Bibimbap Bar is indeed a wonderful meal for gatherings, offering a delightful mix of flavors, textures, and nutritional benefits. Here’s some more information about bibimbap, the health benefits of its ingredients, especially mushrooms, and how to make a bibimbap bar.

What is Bibimbap?

Bibimbap, which translates to “mixed rice,” is a popular Korean dish that typically consists of rice topped with a variety of vegetables, proteins, and a runny egg, all served with gochujang (a spicy red pepper paste). It’s a vibrant, flavorful dish that encourages everyone to customize their bowl according to their preferences.

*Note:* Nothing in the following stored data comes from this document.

PR #606, opened 2021-03-12
Create qdk-sync.yml

anjbur:
Create GitHub action to sync updates back to the main `qdk` repo


tcNickolas (approved):
Looks good to me; I think we should merge this PR after the secret is updated, so that we can observe the result right away without waiting for another change on the Katas.

Thank you!

tcNickolas:
Looks good - let me merge this now, and I'll try to keep in mind that we need to double-check that the action was triggered the next time we update that folder.

Thank you!

PR #609, opened 2021-03-24
Fix broken documentation links

anjbur:


quickref/qsharp-quick-reference.tex
```diff
@@ -644,8 +644,8 @@
   \section{Resources}
   
   \begin{keysref}{Documentation}
-    Quantum \newline Development Kit & \url{https://docs.microsoft.com/quantum} \\
-    \qs~Language \newline Reference  & \url{https://docs.microsoft.com/quantum/language} \\
+    Quantum \newline Development Kit & \url{https://docs.microsoft.com/azure/quantum} \\
```
tcNickolas, line 647: Please don't modify this file or re-generate the quickref/qsharp-quick-reference.pdf that is generated from it. The setup for PDF generation is a bit tricky (I don't have it on my laptop), so I'm fine with not modifying it now - I noted this need and will get back to it when we're not in a rush.

tcNickolas (changes requested):
There is also another broken link that @Bradben pointed out in  tutorials/QuantumClassification/InsideQuantumClassifiers.ipynb: after yesterday's update: https://docs.microsoft.com/azure/quantum/user-guide/libraries/machine-learning/introduction should actually be https://docs.microsoft.com/azure/quantum/user-guide/libraries/machine-learning/intro. (It might also be present in other places in that tutorial as well.)

Could you fix that one as well, since you have the PR open anyways? Thank you!

quickref/qsharp-quick-reference.tex
anjbur: Understood, change reverted!

tcNickolas (approved):
Thank you!

PR #612, opened 2021-04-23
Fix broken link

anjbur:


tcNickolas (approved):
Thank you!

tcNickolas:
I just realized that this link is also present in the beginning of GroversAlgorithm.ipynb. Could you please do a matching change there?

tcNickolas (approved):
I went ahead and fixed the other instance of the same link. Thank you!

PR #613, opened 2021-04-25
Fix link to "Q# documentation on quantum states"

jrskerrett:
The link to "Q# documentation on quantum states" in the Qubit tutorial is incorrect. It has a slash where a dash should be.


tcNickolas (approved):
Thank you for catching this!

Issue #818, opened 2022-08-05
Late introduction of `ControlledOnInt` operation


remilvus:
### Problem
If someone is flawlessly solving notebooks in order that the "Learning Path" suggests, then they will encounter the `ControlledOnInt` operation for the first time in [Oracles tutorial](https://github.com/microsoft/QuantumKatas/blob/main/tutorials/Oracles/Oracles.ipynb). 
This is a quite useful operation, that is used for example in the Superposition workbook (solution to task 1.12). 

### Proposed solution
If workbooks are supposed to be skipped when someone can solve a task, then I think that this operation can appear earlier. Maybe it can be introduced as a hint in task 1.12, or even as a separate task in which `ControlledOnInt` needs to be implemented?

tcNickolas:
That's a good point, indeed Superposition task 1.12 uses it in the solution (as well as ControlledOnBitString) but doesn't offer a hint for it.

Do you want to open a pull request adding a hint to Superposition task 1.12 mentioning ControlledOnInt and ControlledOnBitString as useful library functions to use? A separate task wouldn't really work in the context of Superposition kata, since all the tasks there say "prepare this state" rather than "implement this unitary transformation".

remilvus:
Yes, I would like to do that.

When mentioning adding this as a separate task, I was thinking it could be in one of the katas that come before Superposition. For example, Basic Gates Kata looks like a good candidate, as controlled gates are introduced there. 
In my opinion, it's good to have both a hint and a task, especially if `ControlledOnBitString` operation is included. What do you think? Dividing new concepts into separate tasks seems like a good strategy, but at the same time it generates an infinite number of tasks in the limit.

tcNickolas:
Exercise 5 of the MultiQubitGates tutorial covers `ControlledOnBitString` function in quite a lot of detail, so we probably don't need an infinite number of tasks :-) BasicGates can be a good place for a task "Two-qubit gate - 4" (between the current tasks 2.3 and 2.4) introducing a zero-controlled NOT gate, as a simpler version of that exercise, and you can introduce both ControlledOn* functions in the hint/workbook for it. Maybe also point to that exercise for a more detailed version of the discussion.

PR #825, opened 2022-08-12
Fix auto cell id generation by downgrading nbformat to 4.4

Manvi-Agrawal:
Fixes #823

PR #824, opened 2022-08-10
[Superposition] Add a hint in Task 1.12

remilvus:
This PR addresses issue #818

PR #827, opened 2022-08-17
Add a task to BasicGates

remilvus:
This PR addresses #818


Manvi-Agrawal:
Hmm, I know this is still a work in progress but I am quite intrigued by cell IDs generated by jupyter on your system. This was fixed by me in https://github.com/microsoft/QuantumKatas/pull/825. 

I can see that your branch does not contain the fix. Could you please do the following?
- Merge branch main to your branch.
- Reopen Basic Gates Workbook and save it and see if IDs go away.

Also, could you please share nbformat version which you are using locally? Thanks

BasicGates/BasicGates.ipynb
```diff
@@ -546,7 +546,52 @@
...
+    "operation TwoQubitGate4 (qs : Qubit[]) : Unit is Adj+Ctl {\n",
+    "    // ... \n",
+    "}"
+   ]
+  },
+  {
+   "cell_type": "markdown",
+   "metadata": {},
+   "source": [
+    "*Can't come up with a solution? See the explained solution in the [Basic Gates Workbook](./Workbook_BasicGates.ipynb#Task-2.3.-Two-qubit-gate---4).*"
```
Manvi-Agrawal, line 587: Possibly a typo?
```suggestion
    "*Can't come up with a solution? See the explained solution in the [Basic Gates Workbook](./Workbook_BasicGates.ipynb#Task-2.4.-Two-qubit-gate---4).*"
```

BasicGates/BasicGates.ipynb
```diff
@@ -546,7 +546,52 @@
...
+    "### Task 2.4. Two-qubit gate - 4\n",
+    "\n",
+    "**Input:** Two unentangled qubits (stored in an array of length 2) in an arbitrary two-qubit state ${\\color{blue}\\alpha} |00\\rangle + {\\color{blue}\\beta} |01\\rangle + \\gamma |10\\rangle + \\delta |11\\rangle$.\n",
+    "\n",
+    "\n",
+    "**Goal:**  Change the two-qubit state to ${\\color{red}\\beta} |00\\rangle + {\\color{red}\\alpha} |01\\rangle + \\gamma |10\\rangle + \\delta |11\\rangle$.\n",
+    "\n",
+    "> This task can be solved using one library function; as an exercise, try to express the solution using several (possibly controlled) Pauli gates.  \n",
+    ">\n",
+    "> If you can't come up with a solution, or if you have solved the task, read about the relevant library function: \n",
```
Manvi-Agrawal, line 558: Instead of this line, it can be reworded to a hint on lines of something like :
Interested in knowing about library function? Click here

BasicGates/BasicGates.ipynb
```diff
@@ -546,7 +546,52 @@
...
+    "  <details> \n",
+    "    <summary><b>Click here.</b></summary>\n",
+    "    `ControlledOnInt` function can generate a controlled gate, which is applied only when the control qubit is in the $|0\\rangle$ state. </br>\n",
+    "    For example, `ControlledOnInt(0, H)([qs[0]], qs[1])` applies the Hadamard gate to the `qs[1]` qubit, when the control qubit `qs[0]` is in the $|0\\rangle$ state.\n",
```
Manvi-Agrawal, line 562: I liked your explaination for `ControlledOnInt` function in https://github.com/microsoft/QuantumKatas/pull/824. 

This might create a misunderstanding because we are saying that  `ControlledOnInt` function is only applied when register is in $| 0 \rangle$ state. This is  not always true because I can pass one to `ControlledOnInt` function, and then this gate will be applied if control register is in state $|1\rangle$

```suggestion
    "    `ControlledOnInt` function can generate a controlled gate, which is applied when the control register is in a state corresponding to a non-negative integer</br>\n",
    "    Example 1: For integer 0,  `ControlledOnInt(0, H)([qs[0]], qs[1])` applies the Hadamard gate to the `qs[1]` qubit, when the control qubit `qs[0]` is in the $|0\\rangle$ state.<br>\n",
    "    Example 2: For integer 0,  `ControlledOnInt(0, H)([qs[0]], qs[1])` applies the Hadamard gate to the `qs[1]` qubit, when the control qubit `qs[0]` is in the $|0\\rangle$ state.<br>\n",
```

BasicGates/BasicGates.ipynb
```diff
@@ -546,7 +546,52 @@
...
+    "    </br></br>\n",
```
Manvi-Agrawal, line 563: Minor suggestion. <br> is an empty tag in html. [Doc link](https://developer.mozilla.org/en-US/docs/Web/HTML/Element/br)
```suggestion
    "    <br><br>\n",
```

BasicGates/BasicGates.ipynb
```diff
@@ -546,7 +546,52 @@
...
+    "    Notice that the `ControlledOnInt` funciton requires the control qubit(s) to be passed as a register - this function generates a gate controlled by multiple qubits. The gate is applied if the register is in a state equivalent to a non-negative integer (0 in the example above). A similar function is `ControlledOnBitString` which will be introudced in [Multi-Qubit Gates tutorial](../tutorials/MultiQubitGates/MultiQubitGates.ipynb).\n",
+    "    </br></br>\n",
```
Manvi-Agrawal, line 565: Similarly here.

```suggestion
    "    <br><br>\n",
```

BasicGates/BasicGates.ipynb
```diff
@@ -546,7 +546,52 @@
...
+    "\n",
+    "> This task can be solved using one library function; as an exercise, try to express the solution using several (possibly controlled) Pauli gates.  \n",
+    ">\n",
+    "> If you can't come up with a solution, or if you have solved the task, read about the relevant library function: \n",
+    "  <details> \n",
+    "    <summary><b>Click here.</b></summary>\n",
+    "    `ControlledOnInt` function can generate a controlled gate, which is applied only when the control qubit is in the $|0\\rangle$ state. </br>\n",
+    "    For example, `ControlledOnInt(0, H)([qs[0]], qs[1])` applies the Hadamard gate to the `qs[1]` qubit, when the control qubit `qs[0]` is in the $|0\\rangle$ state.\n",
+    "    </br></br>\n",
+    "    Notice that the `ControlledOnInt` funciton requires the control qubit(s) to be passed as a register - this function generates a gate controlled by multiple qubits. The gate is applied if the register is in a state equivalent to a non-negative integer (0 in the example above). A similar function is `ControlledOnBitString` which will be introudced in [Multi-Qubit Gates tutorial](../tutorials/MultiQubitGates/MultiQubitGates.ipynb).\n",
```
Manvi-Agrawal, line 564: Possibly some typos here and a bit of rewording
```suggestion
    "    Notice that the `ControlledOnInt` function requires the control qubit(s) to be passed as a register. This function generates a gate controlled by multiple qubits. The gate is applied if the control register state corresponds to the specified bit mask (0 in the first example above). A similar function is `ControlledOnBitString` which will be introduced in [Multi-Qubit Gates tutorial](../tutorials/MultiQubitGates/MultiQubitGates.ipynb).\n",
```

BasicGates/Workbook_BasicGates.ipynb
```diff
@@ -1521,16 +1633,176 @@
...
+    "   \\color{red}\\beta\\\\\n",
+    "   \\color{red}\\alpha\\\\\n",
+    "   \\gamma\\\\\n",
+    "   \\delta\\\\\n",
+    "\\end{bmatrix}\n",
+    "$$\n",
+    "\n",
+    "This can be represented by a matrix:\n",
+    "$$\n",
+    "T = \\begin{bmatrix}\n",
```
Manvi-Agrawal, line 1684: Maybe we can use $U$ to represent this transformation. Because we have a `T gate` available in Q#. So, it might make it a little difficult for somebody who is aware of that gate to follow along this task.

Although its not widely used like $X$, $H$ gates. Here is [link](https://docs.microsoft.com/en-us/qsharp/api/qsharp/microsoft.quantum.intrinsic.t) to the documentation of T gate.

```suggestion
    "U = \\begin{bmatrix}\n",
```

BasicGates/Workbook_BasicGates.ipynb
```diff
@@ -1521,16 +1633,176 @@
...
+    "\\text{CNOT} = \n",
+    " \\begin{bmatrix}\n",
+    "   1 & 0 & 0 & 0\\\\\n",
+    "   0 & 1 & 0 & 0\\\\\n",
+    "   0 & 0 & 0 & 1\\\\\n",
+    "   0 & 0 & 1 & 0\\\\\n",
+    " \\end{bmatrix}\n",
+    "$$\n",
+    "\n",
+    "We need a way to transfrom the $\\text{CNOT}$ gate into the $T$ gate.   \n",
```
Manvi-Agrawal, line 1704: Suggestion : Change `T` to `U`

```suggestion
    "We need a way to transform the $\\text{CNOT}$ gate into the unitary transformation represented by $U$.   \n",
```

BasicGates/Workbook_BasicGates.ipynb
```diff
@@ -1521,16 +1633,176 @@
...
+    "We remember that the Pauli X gate flips the state in the single qubit case. Here we need to use a 2-qubit version of this gate, which would affect only the second qubit. We conclude, that the idenity gate needs to be used on the first qubit. In the end, the required gate is a tensor product: $(I \\otimes X)$.\n",
+    "\n",
+    "We validate that composition of $(I \\otimes X)$ and the $\\text{CNOT}$ gate produces the required $T$ gate:\n",
```
Manvi-Agrawal, line 1707: Suggestion : Change `T` to `U`.
```suggestion
    "We validate that composition of $(I \\otimes X)$ and the $\\text{CNOT}$ gate produces the required unitary transformation represented by $U$. \n",
```

BasicGates/Workbook_BasicGates.ipynb
```diff
@@ -1521,16 +1633,176 @@
...
+    "   0 & 0 & 0 & 1\\\\\n",
+    "   0 & 0 & 1 & 0\\\\\n",
+    "  \\end{bmatrix}\n",
+    "  =\n",
+    " \\begin{bmatrix}\n",
+    "   0 & 1 & 0 & 0\\\\\n",
+    "   1 & 0 & 0 & 0\\\\\n",
+    "   0 & 0 & 1 & 0\\\\\n",
+    "   0 & 0 & 0 & 1\\\\\n",
+    "  \\end{bmatrix} = T\n",
```
Manvi-Agrawal, line 1744: Suggestion : Change `T` to `U`.

```suggestion
    "  \\end{bmatrix} = U\n",
```

BasicGates/Workbook_BasicGates.ipynb
```diff
@@ -1521,16 +1633,176 @@
...
+  {
+   "cell_type": "markdown",
+   "id": "80c6d622",
+   "metadata": {},
+   "source": [
+    "### Solution 2 - using a library function\n",
+    "\n",
+    "We observe that the task requires application of a Pauli X gate on the second qubit when the first qubit is in the $|0\\rangle$ state. This can be achieved with [`ControlledOnInt`](https://docs.microsoft.com/en-gb/qsharp/api/qsharp/microsoft.quantum.canon.controlledonint) library function.\n",
+    "\n",
+    "> Notice that the `ControlledOnInt` function creates a gate controlled by a register - not by a single qubit. A similar function (`ControlledOnBitString`) will be introudced in [Multi-Qubit Gates tutorial](../MultiQubitGates/MultiQubitGates.ipynb#Multi-Qubit-Gates)."
```
Manvi-Agrawal, line 1775: Possibly some typos here?

```suggestion
    "> Notice that the `ControlledOnInt` function creates a gate controlled by a register - not by a single qubit. A similar function (`ControlledOnBitString`) will be introduced in [Multi-Qubit Gates tutorial](../tutorials/MultiQubitGates/MultiQubitGates.ipynb#Multi-Qubit-Gates)."
```

Manvi-Agrawal:
Overall, your changes look good. I left some suggestions for you which you can apply by clicking on "Apply change" button to let Github do the changes automatically for you. Some of these changes are minor suggestion like fixing typos or some rewording. Thanks for working on this.

remilvus:
> Hmm, I know this is still a work in progress but I am quite intrigued by cell IDs generated by jupyter on your system. This was fixed by me in #825.
> 
> I can see that your branch does not contain the fix. Could you please do the following?
> 
> * Merge branch main to your branch.
> * Reopen Basic Gates Workbook and save it and see if IDs go away.
> 
> Also, could you please share nbformat version which you are using locally? Thanks

I'm using 5.3.0 version of nbformat locally, but now I see you downgraded it to the 4.x version. Thanks for the steps to fix this problem.

BasicGates/Workbook_BasicGates.ipynb
remilvus: Thanks for catching this! I was planning to introduce the gate as the **T**arget gate, but ended up not including this explanation.

Manvi-Agrawal:
Hi @remilvus, I was also on nbformat 5.3. On my system downgrading nbformat version fixed this problem. Then I opened the notebook in jupyter and  saved it again to fix this problem.

Can you please open the workbook in  jupyter locally, save it and see if it's still generating ids? If it does, can you please try running "Restart kernel and clear all outputs" and see if it fixes the problem.

BasicGates/BasicGates.ipynb
remilvus: Indeed

BasicGates/BasicGates.ipynb
remilvus: This is exactly why I've written "**can** generate" instead of "generates", but I see now that it generates confusion. Your version is better, but there are still some improvements needed (as both examples are the same).

Manvi-Agrawal: Thanks for catching this

Manvi-Agrawal: Could you just wait a minute? I am editing my suggestion so that you can apply it.Thanks.

BasicGates/BasicGates.ipynb
remilvus: About the rewording and typos: I mostly agree, although I think we should be consistent with using "a non-negative integer" instead of "the specified bit mask"

BasicGates/BasicGates.ipynb
remilvus: Ahh, I didn't expect such a quick reaction. I already applied the previous version :/

But I also wanted to reword one of your other suggestions, so I'm doing changes anyway

Manvi-Agrawal: That was in a different file

Manvi-Agrawal: I have edited my suggestion so that you can apply it.

BasicGates/BasicGates.ipynb
Manvi-Agrawal: I like "the specified bit mask" instead of "non-negative integer" as it specifies things more clearly. Only place I can see this in "SuperPosition" kata in hint added by you. So, you might want to rename it in this PR to be more consistent

remilvus:
> Hi @remilvus, I was also on nbformat 5.3. On my system downgrading nbformat version fixed this problem. Then I opened the notebook in jupyter and saved it again to fix this problem.
> 
> Can you please open the workbook in jupyter locally, save it and see if it's still generating ids? If it does, can you please try running "Restart kernel and clear all outputs" and see if it fixes the problem.

I didn't try clearing outputs but restarting the kernel didn't remove the IDs. Merging the main branch to downgrade nbformat helped by preventing the IDs from being generated after I manually removed them.

BasicGates/BasicGates.ipynb
remilvus: Thats a very good suggestion. I was to attached to the idea of teaching learners about this function 😅

Manvi-Agrawal:
> I didn't try clearing outputs but restarting the kernel didn't remove the IDs. Merging the main branch to downgrade nbformat helped by preventing the IDs from being generated after I manually removed them.

@remilvus, I am glad to know that my fix works. So, hopefully new contributors and the existing ones should not face this annoying issue of automatic cell ids if they have the changes in PR https://github.com/microsoft/QuantumKatas/pull/825.

 @tcNickolas, we got some validation here that it works. :-)

BasicGates/BasicGates.ipynb
remilvus: All of the relevant changes should be in [this commit] (https://github.com/microsoft/QuantumKatas/pull/827/commits/3473dabb461ef5a58b68c59f7662f9bfe2378a37)

BasicGates/BasicGates.ipynb
remilvus: I try to avoid using the "specified bit mask" to make a distinction between `ControlledOnInt` and `ControlledOnBitString`. I've added an additional sentence explaining that the "non-negative integer" specifies a bit mask. What do you think about such explanation?

remilvus: This way we are consistent with [documentation](https://docs.microsoft.com/en-us/qsharp/api/qsharp/microsoft.quantum.canon.controlledonint).
Now there is a "positive integer" specified there, but I've already created an issue to change that to a "non-negative integer".

remilvus: About navigating through the notebooks: 
When I was going through the "Quantum Computing Concepts: Qubits and Gates" section, I used the order from the "Learning path" as the order-in-which-notebooks-should-be-completed. It's probably a personal trait but I treat conclusion links as links-to-notebooks-that-you-may-want-to-have-a-look-at, even though it's stated that they are the next-learning-step.

It would be interesting to hear from @tcNickolas about this.

remilvus:
Thanks for all the suggestions @Manvi-Agrawal! Now the PR should be ready. 

I have some doubts about hiding the `ControlledOnInt` function under a hint, as teaching about this function is the main purpose of this task. 
On the other hand, a task explaining `ControlledOnInt` and asking the learner to use it would be a little too trivial to solve. In the current format, this task teaches mainly the concept behind a `ControlledOnInt(0, <gate>)` use case, which I think is more important than deeply explaining `ControlledOnInt`. The main reason is, that explaining exactly how the `ControlledOnInt` function works would almost be a repetition of the explanation for `ControlledOnBitString`.
It would be good to hear different opinions though 😃

Manvi-Agrawal:
@remilvus, I will let @tcNickolas answer the question about introducing the function as a hint.

I guess we have an item in our roadmap to have some Katas focused on introducing Q# to the learners.  There was an interest by "Tony Holdroyd" on this one in https://github.com/microsoft/QuantumKatas/issues/542#issuecomment-92416987.


Would you be willing to collaborate with him? For some initial guidance, you can read comments by "tcNickolas(Mariia)" after that question. @tcNickolas thoughts?

BasicGates/BasicGates.ipynb
Manvi-Agrawal: Regarding https://github.com/microsoft/QuantumKatas/pull/827#discussion_r949419262, sounds good.

remilvus:
@Manvi-Agrawal I'll be happy to help. I may not have enough time after the academic year start though.

Could you help me with figuring out why the checks are not passing? There are validation errors for the GraphColoring notebook, which I didn't modify. Have you seen similar errors before?

Manvi-Agrawal:
@remilvus, yes I vhave seen such issues before. Sometimes we might see failures in other Katas which we don't modify. This is because some of the tests in this repository have a passing probability of approx 99%( Eg: some tests in Graph coloring kata) So, once in a while they might fail. You can trigger CI by pushing an empty commit and it should pass second time

remilvus:
@Manvi-Agrawal thanks for the explanation. 
Wouldn't it be useful to mention that this can happen in the [CONTRIBUTING](https://github.com/microsoft/QuantumKatas/blob/main/.github/CONTRIBUTING.md#validating-your-changes) document? For example, under "Validating your changes" -> "3. Continuous integration"

tcNickolas (approved):
Apologies for the delay reviewing - I had a very intense August that left me no time for open-source work :-( 

The new task looks good! I did a bit of formatting edits - HTML tag `<details>` doesn't allow Markdown inside it, so I figured out it makes sense to keep this information in plain text, not hidden away. After all, introducing this function is the main reason why we're adding this task! Making this an easy task is good, this kata is more of a practice one than real problem-solving one, some of the tasks are even named for the gates the learner is supposed to use in them.

I've also added an extra check in the test to make sure that the reference solution matches the `ControlledOnInt` version and fixed a pre-existing issue in task 2.3 in which the notebook version of the task claims that the input qubits are unentangled (was really not worth opening a separate PR).

Thank you!

BasicGates/BasicGates.ipynb
tcNickolas: Catching up with this thread... Even before this change, the second part of the BasicGates kata listed MultiQubitGates tutorial as a resource. I think in this case we have either a loop of references or too many prerequisites for the BasicGates, since the kata covers both single- and multi-qubit basic gates, and the tutorials for them are split in two. We can clarify the final reference in the MultiQubitGates tutorial, saying "You should start with _the second part of_ the BasicGates kata", but other than that, I think it's fine as is.

Do you want to send a PR to add that clarification to the MultiQubitGates tutorial conclusion?

tcNickolas:
For the transient CI build failures, once we finish https://github.com/microsoft/QuantumKatas/pull/620, we should be able to address the root cause of many of the failures by switching the time-consuming tests to the new SparseSimulator. They are the tests that deal with Grover's search and quantum oracles, and this type of programs benefits from sparse simulation greatly, so timeouts should become much less frequent.

remilvus:
Thanks for making the last fixes!

PR #835, opened 2022-09-16
Update URL for public doc repo

Bradben:


tcNickolas (approved):
Good catch, I completely forgot that the Katas reference the docs repo. Thank you!

PR #838, opened 2022-10-17
Fix Typo in MultiQubitGate.ipynb

delight1019:
Hello.
I've fixed a formula of CNOT gate's eigen vector whick looks like a typo.


tcNickolas (approved):
Nice catch - wouldn't be much of an eigenvector if it changed under the gate application! Thank you!

PR #861, opened 2022-12-10
[Contributing Guide]Specify language for better rendering

Manvi-Agrawal:
### Change Description
text is formatted as per language syntax instead of plain black text

### Before
image

### After
image


tcNickolas (changes requested):
Good idea! Can you also add the xml language to the snippet with `<GeneratePackageOnBuild>` tag, so that all snippets in a specific language are annotated?

Thank you!

Manvi-Agrawal:
@tcNickolas , I have done the changes requested by you

PR #865, opened 2023-01-14
[README] Miscellaneous

Manvi-Agrawal:
Old Screenshot
Screenshot 2023-01-14 at 1 43 50 PM

New Screenshot
New rendering


tcNickolas (approved):
Good point, I guess the [!TIP] style propagated from documentation sites that render it in a different way from the GitHub rendering. Thank you!

Manvi-Agrawal:
Yes, @tcNickolas , you are right. I recently discovered that for the official Q# and C# documentation, we use DFM(Docfx Flavoured Markdown) which renders Tip quite nicely. This rendering has some extra features when compared to regular markdown

PR #875, opened 2023-02-22
Update the IQSharp.Jupyter Version

ScottCarda-MS:


samarsha (commented):
I think the katas don't like to use pre-release QDK versions?

tcNickolas:
That's correct, since the Katas are consumed by the user directly, alpha versions that can be trickier to obtain and might not be as stable as the released versions should not typically be used by the main branch. 

What is the goal of this update? Can it be done only in the `Microsoft.Quantum.Katas.csproj` file only, as the first commit tried to do, so that the parts of the project used by the end users remain on the released version?

tcNickolas:
We definitely cannot make the update like this - mcr.microsoft.com/quantum/iqsharp-base:0.27.47569-alpha is not published so Binder cannot build an image of this version for online use. I think making an alpha version usable by the external users would take a lot of steps we do in a release.

Is there a way in component governance to mark the issue as "will be fixed next week"? We're days away from the next QDK release, and if it includes this fix, we won't need to figure out a workaround for using the alpha version.

ScottCarda-MS:
Sure, I think we can hold off on updating the IQ# version referenced until after the release, then use the new release version of IQ# instead of the alpha.

tcNickolas (approved):
Sounds good, updating the M.Q.Katas project alone won't affect the user experience, and we'll pick up the release version next week. Thank you!

PR #877, opened 2023-03-02
[Ubuntu] Update instruction to run jupyter in new window

Manvi-Agrawal:
Hi @tcNickolas , recently I moved to Ubuntu machine and noticed that `start jupyter notebook <your notebook name>` didn't work. I found an equivalent command `gnome-terminal -- start jupyter notebook <your notebook name>` that serves the same purpose. Also attached the screenshots from new and the old wikis in PR description.

Updated new Readme
---
image
---

Old Readme
----
image
----

Updated Contributing guide
----
image
----

Old Contributing guide
----
image
----


tcNickolas (approved):
Good point! I knew `start` only works for Windows (and not universally too, some terminals don't know it), but somehow we never got to documenting this. Thank you!

PR #879, opened 2023-03-11
Removed broken link.

kuzminrobin:


tcNickolas (approved):
Weird that the blog went dead completely - I'd expect that it would be migrated to algassert.com... But even that page links to twistedoakstudios for this blog post, so I guess there's no newer version.

Thank you!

A bibimbap bar is not only a fun and interactive meal, but it also offers a wealth of health benefits, particularly through its mushroom content and variety of fresh ingredients. Encouraging everyone to build their own bowls promotes a sense of community and caters to individual dietary needs, making it a fantastic choice for gatherings. Enjoy creating this delightful experience!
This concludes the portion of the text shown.